Universals and change

Roger Wright Roger.Wright at liverpool.ac.uk
Wed Aug 12 13:30:17 UTC 1998


----------------------------Original message----------------------------
 
 
Professor Farlund's contribution is nicely put and admirably concise;
yet the existence of "Universal Grammar" is a theory; the properties
that it is said to have are also theoretical (and they too change over
time). The fact that languages change is universally true (empirically);
surely only the latter qualifies as a genuine "universal"?
        Nor is it necessarily true that, every time a detail of a
language changes, the whole "system" changes; that too is a theory, one
which I know most linguists subscribe to (but which seems rather an
unhelpful perspective to others). New details in practice usually
introduce variability into the exisitng system, rather than abolishing
it. It would be different if new linguistic phenomena always ousted the
old ones at once, but (empirical truth) they don't.
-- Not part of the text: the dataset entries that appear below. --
Issue #3318, opened 2025-02-12
Check if the HOMEDIR, STMP, and PTMP are writable at setup time


DavidHuber-NOAA:
### What new functionality do you need?

When setting up an experiment, in particular at `setup_xml.py` time, a check should be added to verify that the user running the experiment is able to write to those directories.  This will save debugging time if a user forgets/doesn't know to change these directories.

### What are the requirements for the new functionality?

`setup_xml.py` will fail if it is not possible to create/write to `HOMEDIR`, `STMP`, or `PTMP`.  Bonus points if other read directories are also checked (such as `rstprod` directories).

### Acceptance Criteria

- [ ] `setup_xml.py` runs without error when `HOMEDIR`, `STMP`, and `PTMP` are writable
- [ ] `setup_xml.py` raises an error if these directories are not writeable
- [ ] A test is written and incorporated into CI testing to verify this feature works

DavidHuber-NOAA:
FYI @wx20jjung

mingshichen-noaa:
@WalterKolczynski-NOAA @DavidHuber-NOAA 
Hi both,
This issue is interesting.  I would like to resolve the issue.

DavidHuber-NOAA:
Resolved via https://github.com/NOAA-EMC/global-workflow/pull/3430.

PR #3426, opened 2025-03-07
Chang permission modes of HOMEDIR STMP PTMP as writable at setup time

mingshichen-noaa:
# Description
When setting up an experiment, in particular at setup_xml.py/setup_expt.py time, a check should be added to verify that the user running the experiment is able to write to those directories. This will save debugging time if a user forgets/doesn't know to change these directories.
Refs https://github.com/NOAA-EMC/global-workflow/issues/3318

# Type of change

# Change characteristics

# How has this been tested?
 
- Clone and build on RDHPCS
- Cycled tests on Hercules
- Forecast-only tests on Hercules
 
# Checklist

### DIFF
--- a/workflow/setup_expt.py
+++ b/workflow/setup_expt.py
@@ -29,6 +29,8 @@ def makedirs_if_missing(dirname):
     if not os.path.exists(dirname):
         os.makedirs(dirname)
 
+    return
+
 def chmod_dir_permission(dirname):
     """
     change the permission mode of a directory as writable
@@ -44,6 +46,7 @@ def chmod_dir_permission(dirname):
     except Exception as e:
         print(f"An unexpected error occurred: {e}")
 
+    return
 
 def fill_expdir(inputs):
     """
--- a/workflow/setup_expt.py
+++ b/workflow/setup_expt.py
@@ -5,6 +5,7 @@ Entry point for setting up an experiment in the global-workflow
 """
 
 import os
+import stat
 import glob
 import shutil
 from argparse import ArgumentParser, ArgumentDefaultsHelpFormatter, SUPPRESS, ArgumentTypeError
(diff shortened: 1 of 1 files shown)


DavidHuber-NOAA:
@mingshichen-noaa A few things about this PR/issue #3318:

1. `setup_expt.py` sets the defaults for `STMP`, `PTMP`, and `HOMEDIR`, but these can be overridden by the user before running `setup_xml.py`.  So we don't want to check if they can be written to during the `setup_expt.py` step, but instead the `setup_xml.py` step.
2. All three of these directories may or may not exist at the time `setup_xml.py` is called.  So determining if they can be written to is a little tricky.  What I would suggest is something like (I am guessing at function names here)
```
def check_dir_writable(dir)
    if os.path.is_dir(dir):
        if os.access(directory_path, os.W_OK):
            return True
        else:
            return False
    elif os.path.is_file(dir):
         # raise exception
    else:  # Find the nearest parent directory that already exists
        test_parent = os.path.dirname(dir)
        while test_parent:
            if os.path.exists(test_parent):
                # Call check_dir_writable on the parent
                return check_dir_writable(test_parent)
            test_parent = os.path.dirname(test_parent)
       # If we exited the loop, then something went wrong with my logic
       # raise exception 'Could not find a parent directory of {dir}'
```
If this returns `True`, then the directory is writable, otherwise, it's not and you can raise an exception notifying the user.
3. Lastly, `STMP`, `PTMP`, and `HOMEDIR` should be read from `config.base`, not the host file.

I'd suggest closing this PR and reworking the issue on the setup_xml side of things.

mingshichen-noaa:
@DavidHuber-NOAA 
Thank you for your comments. I will close the PR.

PR #3462, opened 2025-03-17
Make marine LETKF optional

shlyaeva:
# Description

Make marine LETKF optional (default v17 behavior) to save computational resources when it doesn't need to be run.
GFSv17 yaml is changed to not run LETKF. GDASApp low-res yaml is set up to run LETKF as it does on develop now (I think we should keep testing this).

Resolves part of https://github.com/NOAA-EMC/GDASApp/issues/1544

# Type of change

# Change characteristics

# How has this been tested?
Tested with low-res GDASApp C48mx500_hybAOWCDA tests with LETKF on (like in this PR) and LETKF off (manually changed and run experiments). The behavior is as expected (LETKF run in the first case and not run in the second case); 1.5 cycle successfully run and the output is as expected. All run on hera with intel.

# Checklist


scripts/exglobal_archive_tars.py
```diff
@@ -37,7 +37,7 @@ def main():
             'FHOUT_HF_WAV', 'FHMAX_WAV', 'FHMAX_HF_WAV', 'FHMAX_WAV_GFS',
             'restart_interval_gdas', 'restart_interval_gfs', 'DO_ARCHCOM',
             'DO_AERO_ANL', 'DO_AERO_FCST', 'DO_CA', 'DOIBP_WAV', 'DO_JEDIOCNVAR', 'DOHYBVAR_OCN',
-            'NMEM_ENS', 'DO_JEDIATMVAR', 'FHMAX_FITS', 'waveGRD',
+            'DOLETKF_OCN', 'NMEM_ENS', 'DO_JEDIATMVAR', 'FHMAX_FITS', 'waveGRD',
```
DavidHuber-NOAA, line 40: I do not see where `DOLETKF_OCN` is used by the archiving YAMLs.  Are there files that need to be archived?

aerorahul (approved):
looks good to me.
Q. Should `DOLETKF_OCN` be conditioned on `DOHYBVAR_OCN`?  i.e. Can `DOLETKF_OCN=YES` when `DOHYBVAR_OCN=NO`?

shlyaeva:
> Q. Should DOLETKF_OCN be conditioned on DOHYBVAR_OCN? i.e. Can DOLETKF_OCN=YES when DOHYBVAR_OCN=NO?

        It's a real divide among linguists, this; whether we think facts
or theory are more important. If in doubt, I'd plump for the facts.
 
 
>The idea that change should be a universal is meaningless since language
>universals are based on generalizations over properties of *systems*. When
>a language changes, a system changes, and this new system must again obey
>whatever constraints are imposed by UG. Change in itself cannot be part of
>the system. The only interesting connection between universals and change
>is the fact that no change can lead to a result which violates UG.